The C7 did not, however, have quite the mercilessly analytical detail of the best professional monitors, and I'm not sure that's such a good thing. If I were to pick nits, I would say the C7 was slightly deficient in that part of the lower midrange that contributes the "aw" quality of cellos and the big brass instruments, and slightly less deficient in that part of the high end that contributes the staccato edge of crackling noises and a trombone's blat. (I've heard only two systems that surpass the C7 in these areas, and both were made by pro firm Westlake Audio. Steve Kregling implied that the C7 might be just a little less revealing than ATC's studio monitors, thus raising the possibility of reviewing one of their powered studio speakers in the future.)
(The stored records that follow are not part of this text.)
PR #1030, opened 2020-05-06
Use the safe container based jobs for ci

haampie:
The difference is that there's now one job per slurm setup. CI runs `salloc` and `srun` in the background, pulls in the container and then runs the `script` section inside the container(s).

In case you need more flexibility with multiple build configurations, see https://github.com/eth-cscs/COSMA/blob/master/.gitlab-ci.yml for an example.


haampie:
bors try

haampie:
bors try

Issue #730, opened 2019-04-03
Correct current sampling for FVM cells


halfflat:
Current sampling implementation just takes the mechanism contribution to current, but does not account for capacitive membrane currents.

By virtue of current balance, a better approach might just be to compute the weighted Laplacian of the voltage at the given CV. More generally, the trans-membrane current can be computed as the weighted sum of a number of voltage samples, with the weights fixed at discretization.

This requires a more elaborate representation for sample points in the lowered cell, but we will need that regardless for e.g. interpolated voltage measurements.

halfflat:
Fixed by #1034

Issue #988, opened 2020-03-24
Default environment support in arbor-env


halfflat:
Goal: allow simple environment-based determination of resources for an execution context from `arborenv`.

The motivations are: reduce bolierplate for querying environment variables and threading environment; provide consistent environment variables for user code that takes advantage of this functionality; ease unit testing in multithreaded and GPU contexts.

Proposal: 
* We keep the current arbenv resource functions.
* We remove `OMP_NUM_THREADS` from the environment check.
* `ARB_NUM_THREADS` renamed to `ARBENV_NUM_THREADS` to make it clear it is a functionality from the arbenv library.
* Add `arbenv::default_concurrency` that wraps the environment-check-or-else-thread-count-from-system code.
* Add support for an environment variable `ARBENV_GPU_ID`; if set, and we have GPU support, and it’s within the device count, we use that value in `arbenv::default_gpu()`. A value <0 would effectively mean: do not use the GPU.
* We use this in the unit tests and maybe the examples. As we fix up our GPU test coverage, we can work towards tests being GPU-agnostic, but which will try to use the GPU if available and we run tests multiple times in CI with multithreading and/or GPU enabled via environment.

In the future we can add a facility for marking unit tests that are specific to GPU or multithreaded functionality, so we can filter for them at invocation time.

Related: #982, #983

brenthuisman:
1. Python builds seem to ignore `ARB_NUM_THREADS`. Is that a bug?
2. Does point 4 mean a change from 1-thread by default to `std::thread::hardware_concurrency()` by default?

bcumming:
I would like to remove support for `OMP_NUM_THREADS`, having pushed for it multiple times in the past and been shot down.

Using environment variables to set GPU and thread count should be opt-in, like it is in the proposal, and accessed via something like `arbenv::default_gpu()`, `arbenv::default_concurrency`, etc.

We originally set the default thread count that according to the environment/OS, and removed it.

brenthuisman:
What was the reason for moving back to a default thread count of 1?

`std::thread::hardware_concurrency()` is something we can trust, outside of MPI contexts.

brenthuisman:
Strongly held opinion: by default I expect `context()` to default to the number of threads (on a local machine).

halfflat:
To answer the question regarding `std::thread::hardware_concurrency()`, it's not as trustworthy as it looks, sadly.

[...]

PR #1034, opened 2020-05-12
Extend cable cell probe variety.

### LINKED ISSUE #589: Full-cell sampling for mc_cell
LFP use cases look like they will want to sample membrane voltage or current at the same spatial resolution as the simulation. Setting up probes one for each compartment will comprise a lot of redundant data and make for very long sampler event queues.

Proposed solution:
1. Extend mc_cell probe address to also admit a cell-wide 'vector' sampling.
2. Provide a new sample representation for vector samples that contain the multiple values per time-point.
3. Provide a mechanism for associating the indexed values in the returned vectors with morphological locations (segment index, normalized position) — one option is to have this be supplied directly in the sample representation provided to sampler callbacks.
4. Implement wide-sampling for cpu and gpu back-ends.

I think the only unclear bit is part 3. As we're trying to keep separate the mechanics of the FVM discretization from the morphology specification, we're faced with a trade-off:
* Do we bake in knowledge of the discretization into the `mc_cell` class, allowing this information to be queried from the user code when recipes construct them, for later reference by samplers? This is unattractive from a design point of view, as it increases both coupling in arbor and complexity in user code.
* Do we add sample location information to the information passed to the sampler from `mc_cell_group`? A slightly more generic approach could replace the `tag` data sent to samplers with a pointer/reference to probe meta-data, comprising per-probe constant data including the tag and per-cell-group metadata such as cell gid and morphology info in the `mc_cell` case, wrapped in an `arb::any`.

I'm currently leaning towards the second option, especially as it would simplify sampler usage from the user side (they would no longer have to maintain per-probe metadata themselves for the benefit of samplers).

### LINKED ISSUE #822: Sampling in space vs. interpolation
A membrane voltage probe will give the sampler callback the voltage value from the corresponding CV, but from the user point of view, this comprises a piece-wise constant in space interpolation of the membrane potential. See issue #725 

In order to support user-side interpolation, metadata regarding the discretization will need to be available to user code. We've reserved the possibility of changing the discretization over time, so any such metadata will have to be tied to the sample results that get passed to the callback. This could be an alternative to arbor-side interpolation, or an extension of it.

halfflat:
Fixes #589 and #730, providing cell-wide probes and a correct total trans-membrane current.
Fixes #822, providing spatial interpolation of membrane voltages as governed by cable resistivity and diameter.

* Add partition of point mechanism target vector by cell index to `fvm_mechanism_config`.
* Fix sign error in axial current interpolation.
* Replace `fvm_probe_info` with class that wraps a variant type capturing one of a set of backend-cellgroup probe translation representations: `fvm_probe_scalar`, `fvm_probe_interpolated`, `fvm_probe_multi`, `fvm_probe_weighted_multi`, `fvm_probe_membrance_currents`.
* Refactor `fvm_lowered_cell_impl::resolve_probe_address` so that it avoids the long chain of if-else tests on wrapped `any` type with an invocation of `util::any_visitor`. Each specific cable cell probe address representation is translated into one of the intermediate `fvm_probe_info` variants via an overload of `resolve_probe`.
* Add new non-scalar cell probe address types for all-of-cell values, including point mechanism state, density mechanism state, ion currents and concentrations, membrane voltage by CV cable, and total trans-mebrane currents. The latter are ultimately calculated by computing the net axial current fluxes in each CV.
* Add `util::any_ptr` field to the sampling function interface, pointing to constant-per-simulation-run metadata associated with a probe address. Underlying metadata type varies between probe types.
* Extend `simple_sampler` so that it optionally captures sampler metadata.
* Add special case to `simple_sampler` for vector-valued sample data, allowing it to translate from a pointer-pair range to a std::vector.
* Fix minor bugs in `util::variant`.
* Add to `mc_cell_group` the logic for translating each intermediate probe representation to a sampler callback invocation, reusing temporary scratch vectors across calls.
* Add unit comments to `embed_pwlin_data`.
* Add probe variety demonstration `probe-demo` to examples, covering most of the new cable cell probe classes.
* Add `util::any_visitor` runtime-type dependent dispatcher class.
* Add `util::overload` helper for generating overloaded functional objects from individual functions, lambdas or functionals.
* Extend probe unit tests in `test_probe.cpp` to cover new probe address types.
* Add unit tests for `any_visitor` and `overload`.


halfflat:
I'll make documentation edits in a separate PR, once this PR has been resolved, in case changes to the API are required.

arbor/include/arbor/cable_cell.hpp
```diff
@@ -29,51 +29,153 @@ struct lid_range {
...
 struct cell_probe_ion_int_concentration {
     mlocation location;
     std::string ion;
 };
 
-// Ionic external concentration [mmol/L] of ion `source` at `location`, possibly interpolated.
+// Ionic internal concentration [mmol/L] of ion `source` across components of the cell.
+// Sample value type: `cell_sample_range`
+// Sample metadata type: `mcable_list`
+struct cell_probe_ion_int_concentration_cell {
```
bcumming, line 160: These `cell_X_cell` types are a little difficult to parse.

`cable_X_cell` and `cable_X` to indicate that we are talking about a cable cell specifically?

arbor/include/arbor/cable_cell.hpp
```diff
@@ -29,51 +29,153 @@ struct lid_range {
...
 struct cell_probe_ion_current_density {
     mlocation location;
     std::string ion;
 };
 
-// Ionic internal concentration [mmol/L] of ion `source` at `location`, possibly interpolated.
+// Total ionic current [nA] attributed to the ion `source` across components of the cell.
+// Sample value type: `cell_sample_range`
+// Sample metadata type: `mcable_list`
+struct cell_probe_ion_current_cell {
```
bcumming, line 145: The explosion of types makes the interface unwieldy (according to my personal tastes).

The challenge is to make documentation and an interface that users can quickly get to what they want (particularly the python wrapper) without spending much time having to read docs and look for previous examples.

I think a "stringy" interface might fit the bill. Do you think it should be implemented in C++, on top of these types, or only in the Python wrapper (I would still write the string->probe-type code in C++, but keep it in `arbor/python` to be called directly by python wrapper calls).

arbor/mc_cell_group.cpp
```diff
@@ -79,6 +80,245 @@ void mc_cell_group::set_binning_policy(binning_kind policy, time_type bin_interv
...
+// Working space for computing and collating data for samplers.
+using fvm_probe_scratch = std::tuple<std::vector<double>, std::vector<cell_sample_range>>;
+
+template <typename VoidFn, typename... A>
+void tuple_foreach(VoidFn&& f, std::tuple<A...>& t) {
+    (void)(int []){(f(std::get<A>(t)), 0)...};
+}
+
+void reserve_scratch(fvm_probe_scratch& scratch, std::size_t n) {
+    tuple_foreach([n](auto& v) { v.reserve(n); }, scratch);
```
bcumming, line 104: Given that `tuple_foreach` is used only once, right below where it is defined, I think it would be easier to just say:
```C++
scratch.get<0>().reserve(n);
scratch.get<1>().reserve(n);
```

Looking at `fvm_probe_scratch` and how it is used, it looks like it could be a simple struct. Is there reason it is a `tuple`?

example/probe-demo/probe-demo.cpp
```diff
@@ -0,0 +1,247 @@
...
+    argv0 = argv[0];
+    try {
+        options opt;
+        if (!parse_options(opt, argc, argv)) {
+            return 0;
+        }
+
+        cable_recipe R(opt.probe_addr, opt.n_cv);
+
+        auto context = arb::make_context();
```
bcumming, line 138: Do we explicitly all the new probe features on GPU?

Can we add a flag to "turn on" running the sim on the GPU if one is available?

test/unit/test_probe.cpp
```diff
@@ -472,28 +1099,59 @@ TEST(probe, gpu_v_i) {
     }
 }
 
+TEST(probe, gpu_v_cell) {
+    context ctx = make_context(proc_allocation{1, arbenv::default_gpu()});
+    if (has_gpu(ctx)) {
+        run_v_cell_probe_test<gpu::backend>(ctx);
```
bcumming, line 1105: Well, that answers my question about whether the GPU backend was being tested.

arbor/fvm_layout.cpp
```diff
@@ -433,6 +436,12 @@ fvm_cv_discretization fvm_cv_discretize(const cable_cell& cell, const cable_cell
             D.init_membrane_potential[i] /= D.cv_area[i];
             D.temperature_K[i] /= D.cv_area[i];
         }
+        else if (p!=-1) {
```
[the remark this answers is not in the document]
halfflat: This will only turn up if there is a trivial CV at the root with multiple top level branches. There isn't really a consistent choice of how to pick a starting membrane potential or temperature here, though some heuristic could be picked. Pick the first branch values, perhaps?

arbor/fvm_lowered_cell_impl.hpp
```diff
@@ -648,111 +653,367 @@ fvm_size_type fvm_lowered_cell_impl<Backend>::fvm_intdom(
...
-        }
+    r.shrink_to_fit();
+    return r;
+}
+
+template <typename B>
+fvm_probe_info resolve_probe(const cell_probe_total_current_cell& p, probe_resolution_data<B>& R) {
+    fvm_probe_membrane_currents r;
+
+    auto cell_cv_ival = R.D.geometry.cell_cv_interval(R.cell_idx);
```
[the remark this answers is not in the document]
halfflat: `D` for the `fvm_discretiazation` is used consistently through `fvm_layout.cpp` and the rest of `fvm_lowered_cell_impl.hpp`. Using a longer name makes some of these expressions even more unwieldy than they are, and I'm pretty sure anyone with their hands in the code will quickly see how `D` is used.

We can make it longer, but I don't think it will consequently aid readability.

arbor/include/arbor/cable_cell.hpp
halfflat: Happy to rename `cell_probe_FOO` to `cable_probe_FOO`.

arbor/include/arbor/cable_cell.hpp
halfflat: For the C++ API, it's this, or an enum together with a bunch of enum-contigent variant values. The type interface is, I am certain, clearer and easier to follow than the alternative.

What we do in Python though is another story.

arbor/mc_cell_group.cpp
halfflat: At one point, there were more vectors in scratch, and a struct was getting unwieldy and copy/pastey.

With just the two, a struct is not bad. But the tuple approach has the benefit of being easy to generalize. It doesn't strike me as being particularly obscure as a tuple, but that's probably a matter of taste.

example/probe-demo/probe-demo.cpp
halfflat: I'm not sure I follow what you'd prefer here ... as things stand, the CPU ones are always tested, and the GPU versions are tested if there is one available and we've built GPU support in.

test/unit/test_probe.cpp
halfflat: Ah, yes :)

example/probe-demo/probe-demo.cpp
halfflat: Regarding the probe example, this comes back to the ongoing debate about the easy context stuff, #988.

arbor/fvm_lowered_cell_impl.hpp
```diff
@@ -648,111 +653,367 @@ fvm_size_type fvm_lowered_cell_impl<Backend>::fvm_intdom(
...
+// `resolve_probe_address` collates this data into a `probe_resolution_data`
+// struct which is then passed on to the specific resolution procedure
+// determined by the type of the user-supplied probe address.
+
+template <typename Backend>
+struct probe_resolution_data {
+    typename Backend::shared_state* state;
+    const cable_cell& cell;
+    const std::size_t cell_idx;
+    const fvm_cv_discretization D;
```
halfflat, line 669: This should be a const ref.

halfflat:
Updated PR addressing review (see commit comments on 57d8bcce2e27d5bc1ae59cddf52dd76b5e8fbd5f), plus added documentation for the sampling API changes and new probe types.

There were a couple of other minor quibbles. For one, the center channel is about a foot and a half lower than the L/R speakers, which caused a slight but definite height discontinuity. Soundstage-wide rows of instruments sounded as if ranged in a shallow U. Raising the center-channel eliminated the discrepancy, but the screen was then too close to the unit's polished top, which reflected the picture—very distractingly. Black fabric draped across the top got rid of the reflection, but why a polished top to begin with? Perhaps some of the C7's styling features warrant reconsideration.

Breathless Conclusion
I have never before heard a system that does so many things so nearly perfectly. Despite my quibbles about the Concept 7's reproduction of cellos and the biggest brass instruments, everything else sounded so amazingly like the real thing that the differences hardly mattered. The C7 answered once and for all the question of whether any one system can do equal justice to music and soundtracks, and the answer is a resounding Yes. In fact, the C7 transcended any considerations of personal preference for one "kind" of sound or another. It just was. To anyone who knows the sound of real music, everything about the C7 should sound simply and ineffably right. The system was so much better than anything else I've heard that it makes more sense to compare it with real sound than with other systems.

Is it really worth $93,000? Only, to my mind, if there's nothing else available that sounds as good and costs less, and I'm not at all sure there is. I'm going to be auditioning more studio monitors in future—maybe I'll find something I can recommend to people who can't afford a $93,000 system no matter how good it is. Meanwhile, the Concept 7 is my nomination for best speaker system in the world. Recommended, of course.